Beets for sharper mind
Beets bring vitamin B to the brain function. This vital nutrient helps you quickly process data and sort through your memories. Fresh beets even serve as natural antidepressants! They’re packed with heart-protecting folate. Just be sure to avoid canned beets; the containers are likely coated in bisphenol A, or BPA, a chemical that disrupts our natural hormonal systems.
Water keeps you healthy
Brain is made up of approximately 75 percent water, therefore staying hydrated is absolutely vital for optimum brain performance. Every cell in your body needs water to thrive, and your brain cells are no exception; in fact, about three-quarters of your brain is water. Health professionals believe the number one cause of memory loss, at any age, is dehydration and the simple act of drinking a large glass of water can dramatically improve brain function. People whose bodies were well hydrated scored significantly better on tests of brain power, compared with those who weren’t drinking enough. You should start the day hydrated and get into the habit of drinking a glass of water first thing upon waking then again as soon as you get to work.
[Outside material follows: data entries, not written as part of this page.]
Issue #173, opened 2022-02-26
Conditional runs


Wulfheart:
I just stumbled across this and thought it would be a good idea to make running an action as an object analogous to running it as a job.

Therefore I propose to add `runIf(bool, ...)` and `runUnless(bool, ...)` (similar to `dispatch`) to the AsObject syntax so something like this isn't necessary anymore:
```php
if($someCondition){
    Action::run();
}

// would become this
Action::runIf($someCondition);
```

lorisleiva:
I like this! 👌

Do you think we can get away with a minor semver update for it? Technically it is a breaking change as we're adding methods to a trait but I doubt this will have an real impact on devs. Wdyt?

Wulfheart:
I don't think that it is a major breaking change.
As per [semver.org](https://semver.org/):

> 1. MAJOR version when you make incompatible API changes,
> 2. MINOR version when you add functionality in a backwards compatible manner, and
> 3. PATCH version when you make backwards compatible bug fixes.

Therefore I think it is only a minor version as it only adds functionality in a backward compatible manner. I am going to open a PR for it.

lorisleiva:
Thanks! I meant more like, if someone has already defined the `runIf` or `runUnless` methods and the signatures don't match then it will break their actions but the likelihood of that is very low so I'm happy with a minor jump. 🙂

lorisleiva:
Released in `v2.4.0`! 🔥

PR #174, opened 2022-02-27
Conditional Object runs added

Wulfheart:
This refers to #173 and adds the methods `SomeAction::runIf($boolean)` and `SomeAction::runUnless($boolean)`. There are also some tests. The implementation is analogous to the `AsJob` trait.

As these changes are backward compatible I think it warrants only a minor version bump.


lorisleiva:
That's perfect, thanks! I'll spend a bit of time trying to close some issues today and I'll tag a new version afterwards. 🍺

PR #189, opened 2022-08-06
change abstract class to interface 

salarmotevalli:
in this situation i think it's better to use interface instead of abstract class because only visibility and return type are identified


lorisleiva:
Hey there 👋 

Thanks for that but I'm not looking to make this refactoring at this time. I will certainly consider it for the next version upgrade though. 🙏

PR #194, opened 2022-09-18
Added ajax response method.

georgemjohn:
Added ajax response method


leandrodiogenes:
Im sorry but what is the difference of an ajax response and json response?

Apparently laravel treats it the same way.

```php
namespace Illuminate\Http\Concerns;

use Illuminate\Support\Str;

trait InteractsWithContentTypes
{
    ...
    public function expectsJson()
    {
        return ($this->ajax() && ! $this->pjax() && $this->acceptsAnyContentType()) || $this->wantsJson();
    }
   ...
}
```

leandrodiogenes:
Please take a test.
Simulate an action with both methods in the same class.
jsonResponse and ajaxResponse.
I believe one will conflict with the other because both are treated the same by laravel

PR #575, opened 2025-07-16
Warnings and clippy fixes

amboar:
On the path of other efforts I came across a bunch of warnings/clippys. Here are some patches that tidy them up.

### DIFF
--- a/.github/workflows/main.yml
+++ b/.github/workflows/main.yml
@@ -51,7 +51,7 @@ jobs:
         with:
           toolchain: stable
 
-      - run: cargo clippy -- -D warnings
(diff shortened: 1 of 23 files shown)


sharksforarms:
Nice! Is there something we should change in the CI to catch these? additional flags, targets, etc?

amboar:
So my process wasn't super rigorous, lots of these came about via LSP in my editor. But perhaps we can add something in the vein of `RUSTFLAGS="-D warnings" cargo check --all-targets` to hit most of them (and more). Give me a moment.

wcampbell0x2a:
Just noting that this will create more CI churn whenever rust releases a new stable. Unless we pin the stable version.

PR #578, opened 2025-07-20
Implements From<DekuError> for no_std_io::io::Error in no_std context

RatCornu:
* Adds implementation of `From<DekuError>` for `no_std_io::io::Error` in a no_std context
* Removes `error_in_core` feature which does not seem necessary anymore


wcampbell0x2a (approved):
Seems fine, core::error::Error was added in 1.81 and that's our MSRV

Blueberries to improve memory
The blueberry’s are one of the best brain foods due to its high levels of antioxidants, the blueberry contains anthocyanin, a compound that helps protect brain neurons linked to memory. A diet rich in blueberry extract may improve motor skills and short term memory. This little berry may even help reduce the risk of Alzheimer’s disease.
Coffee for proper brain function
Morning coffee boosts your brain power. It improves memory and speeds up reaction times by acting on the brain’s prefrontal cortex, the area responsible for short term memory. A lifetime of coffee consumption has even been associated with a lower risk of Alzheimer’s disease, a brain disease affecting memory, thought and language. A cup of coffee before an exam can help your brain perform at its best because caffeine improves short term memory and speeds up reaction times.
Garlic to strengthen the brain
Raw garlic is one of the most potent nutritional foods. It helps strengthen the cardiovascular system, which in turn provides positive benefits for brain function. Garlic also contains inflammation reducing properties which may improve overall cognitive function, including memory and learning abilities. Garlic has been shown to protect the brain against function loss.
Carbohydrate for brain health
A high carbohydrate lunch will make you sleepy and sluggish. Opt for a light meal with some quality protein, such as a salad with grilled chicken breast or vegetables and hummus or wild American shrimp and avocado.
Avocado, oils, nuts and seeds to lower risks
They contain other important antioxidant like vitamin E. Researchers found that people who consumed moderate amounts of vitamin E from food, not supplements that lowered their risk. Avocado with scrambled eggs provides both, and the monounsaturated fat helps blood circulate better, which is essential for optimal brain function. Nuts contain protein, high amounts of fiber, and they are rich in beneficial fats. Filberts, hazelnuts, cashews and walnuts are great choices, with almonds being the king of nuts.